- Sekul Islam

Vice-Chancellor

Atish Dipankar University of Science and Technology
- In office 1 August 2017 – 21 July 2021
- Preceded by: Nazrul Islam Khan
- Succeeded by: Md Zahangir Alam

Personal details
- Born: 1949 Chandpur, Tippera District, East Bengal, Pakistan
- Died: 21 July 2021 (aged 71–72) Dhaka, Bangladesh
- Alma mater: University of Dhaka TU Wien
- Occupation: Academician, University Administrator

= Sekul Islam =

Bangladeshi educationist (1949–2021)

Md. Sekul Islam (সেকুল ইসলাম; 1949 – 21 July 2021) was a Bangladeshi educationist. He was a professor in the Department of Electrical and Electronic Engineering at University of Dhaka and former Vice Chancellor of Atish Dipankar University of Science and Technology.

== Early life ==
Md. Sekul Islam was born in 1949 into an aristocratic Dewan family in the village of West Baishpur in Matlab South Upazila of Chandpur District, Bangladesh.

== Education ==
Sekul Islam was a student of Department of Applied Physics, Electronics and Communication Engineering. He holds a master's degree from Dhaka University. He received his PhD in 1994 from the Vienna University of Technology.

== Career ==
Sekul Islam joined Dhaka University in 1974 as a lecturer. In addition to being assistant professor, associate professor and selection grade professor in the department, he participated on behalf of the blue team in the 2012 DU Syndicate election. Since retiring from Dhaka University in 2016, he has been teaching at ADUST.
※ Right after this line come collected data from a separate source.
PR #5101, opened 2026-07-28
fix: preserve forced delete dry-runs and payload-blind previews

idirectships:
## Summary

- Propagate `--force` to single and batch delete dry-run previews without mutating records or dependencies.
- Keep quiet output empty and JSON previews structural-only across embedded and proxied-server output boundaries.
- Add hermetic regressions for quiet/JSON payload blindness and forced dry-run nonmutation.

## Verification

- `BEADS_TEST_EMBEDDED_DOLT=1 CGO_ENABLED=1 go test -tags gms_pure_go ./cmd/bd -run '^TestEmbeddedDelete$' -count=1 -v`\n- `CGO_ENABLED=1 go test -tags 'gms_pure_go integration' ./cmd/bd -run '^(TestDeletePreviewJSONIsPayloadBlind|TestDeleteBatchDryRunHonorsForce|TestOutputDeleteProxiedPreviewIsPayloadBlind|TestEmbeddedDelete)$' -count=1 -v` (payload-output cases passed; storage-backed cases skip when the local Dolt/Docker fixture is unavailable)\n- `CGO_ENABLED=1 go test -tags gms_pure_go ./cmd/bd -run '^$' -count=1` and `CGO_ENABLED=1 go build -tags gms_pure_go ./cmd/bd`\n\n## Release request\n\nPlease include this contribution in the next stable canonical release. Before publishing, verify the release tag commit contains the eventual canonical merge commit for this PR (and, during review, this branch head `4fcfd55f4da416c13f13bbc1723c896bcaafedf4`) with `git merge-base --is-ancestor`. The release should use the existing canonical native `darwin/arm64` path and publish `beads_<version>_darwin_arm64.tar.gz` with its SHA-256 row in `checksums.txt`; install only through the checksum-verifying installer. Preserve the currently installed CLI as a recoverable regular file and record its version/embedded commit/SHA-256 before replacement; roll back by restoring that preserved file and re-verifying it.\n\n## Scope and negative proof\n\nThis PR carries only the five approved delete-path repair files, from a fresh canonical `main` base `dbbf3a9618aacaab20427f7bc1f7b35b6edab3ba`; it does not modify release workflows, version/changelog, credentials, permissions, signing, publishing, packages, or runtime data. It does not create a tag or release.

### DIFF
--- a/cmd/bd/delete.go
+++ b/cmd/bd/delete.go
@@ -133,7 +133,20 @@ Force: Delete and orphan dependents
 		idPattern := `(^|[^A-Za-z0-9_-])(` + regexp.QuoteMeta(issueID) + `)($|[^A-Za-z0-9_-])`
 		re := regexp.MustCompile(idPattern)
 		replacementText := `$1[deleted:` + issueID + `]$3`
-		if !force {
+		if dryRun || !force {
+			var previewResult *types.DeleteIssuesResult
+			if dryRun {
+				previewResult, err = activeStore.DeleteIssues(ctx, []string{issueID}, false, force, true)
+				if err != nil {
+					if previewErr := outputDeletionPreview([]string{issueID}, map[string]*types.Issue{issueID: issue}, false, true, previewResult, err, jsonOutput); previewErr != nil {
+						return previewErr
+					}
+					return HandleError("previewing deletion: %v", err)
+				}
+			}
+			if jsonOutput || isQuiet() {
+				return outputDeletionPreview([]string{issueID}, map[string]*types.Issue{issueID: issue}, false, dryRun, previewResult, nil, jsonOutput)
+			}
 			fmt.Printf("\n%s\n", ui.RenderFail("⚠️  DELETE PREVIEW"))
 			fmt.Printf("\nIssue to delete:\n")
 			fmt.Printf("  %s: %s\n", issueID, issue.Title)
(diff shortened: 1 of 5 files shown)


maphew (approved):
Approving. I verified the claims against the code rather than the description, with an independent cross-vendor review as a second pass, and both hold up. One note on framing first, because I think this PR undersells itself.

## This is a data-loss fix, not just an output fix

On current `main`, the single-issue delete path gates the preview on `if !force` (`cmd/bd/delete.go:136`) and the destructive branch below it never consults `dryRun`. So `bd delete <id> --force --dry-run` **actually deletes the issue** — `--dry-run` is silently ignored whenever `--force` is present. That is exactly the shape a user reaches for when they want to check a forced delete before committing to it. The PR's `if dryRun || !force` gate closes it. Worth saying out loud in the title/description, since "preserve forced delete dry-runs" reads as cosmetic.

## What I verified

- **`--force` reaches single and batch dry-run previews without mutating.** Single forwards `force` with `dryRun=true`; batch now passes `force` through to `DeleteIssues` instead of the hardcoded `false`. In `issueops/delete.go`, `force` only widens dependent discovery, and the `dryRun` return happens before any delete, dependency removal, reference rewrite, or blocked-state recomputation. Embedded Dolt opens the dry-run transaction non-committing; server Dolt suppresses wisp deletion and returns before staging/commit; the proxied domain path returns before all writes and closes through rollback.
- **Quiet previews are empty, JSON previews are structural-only.** The JSON preview carries IDs, mode flags, counts and orphan count — no titles or descriptions — and JSON correctly takes precedence over quiet. I checked the error path specifically: `outputDeletionPreview` writes the preview to stdout and `outputJSONError` writes to stderr, so the two calls in sequence do not produce two JSON documents on one stream.
- **No change to the destructive path.** The only incidental behavioural change is that proxied JSON encoding failures are now returned rather than discarded, which is an improvement.

## Two low-severity notes (non-blocking)

1. `TestOutputDeleteProxiedPreviewIsPayloadBlind` constructs a `deleteInput` and a synthetic result and calls only the output helper, so it bypasses flag gathering, `runDeleteProxiedPreviewTx`, and UOW rollback. Its name also falls outside the `TestProxiedServer*` selector in `.github/scripts/proxied-test-shard.sh`, so it will not run in the PR-risk proxied lane. The proxied quiet/privacy boundary is correct by inspection but is not regression-gated on PRs. Renaming it into the `TestProxiedServer*` namespace would be a cheap improvement — happy to do that maintainer-side rather than asking you for another round trip.
2. The proxied-server preview passes `Cascade:true, DryRun:true` but no `Force`. That is consistent with that backend's always-cascade policy, where `--force` is a confirmation gate rather than orphaning semantics — but it does mean there is no force-parity across backends, so the description shouldn't be read as claiming one.

Also noted (pre-existing, not yours to fix here): the embedded and proxied JSON preview schemas diverge — `issue_ids`/`would_remove_*`/`would_orphan` versus `ids`/`*_removed`/`connected`.

On the release request in the description: release cutting is a separate maintainer decision tracked on its own issues, so it will not be handled through this PR — but the fix itself is exactly the kind of thing that motivates a cut. Thanks for a tightly scoped patch with real regression coverage.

During his career he held various important positions including Director of Energy Institute of Dhaka University, Dean of Faculty of Engineering and Technology, Head of department, Member of Professors Recruitment Board of several Universities, Member of Syndicate and Academic Council.

Sekul Islam joined ADUST on 1 August 2017 as the Vice Chancellor.

== Research work and publications ==
He has published a significant number of research articles in national and international journals. He is also the author of three textbooks.

== Death ==
Sekul Islam died on 21 July 2021 at BSMMU in Dhaka due to cardiac arrest.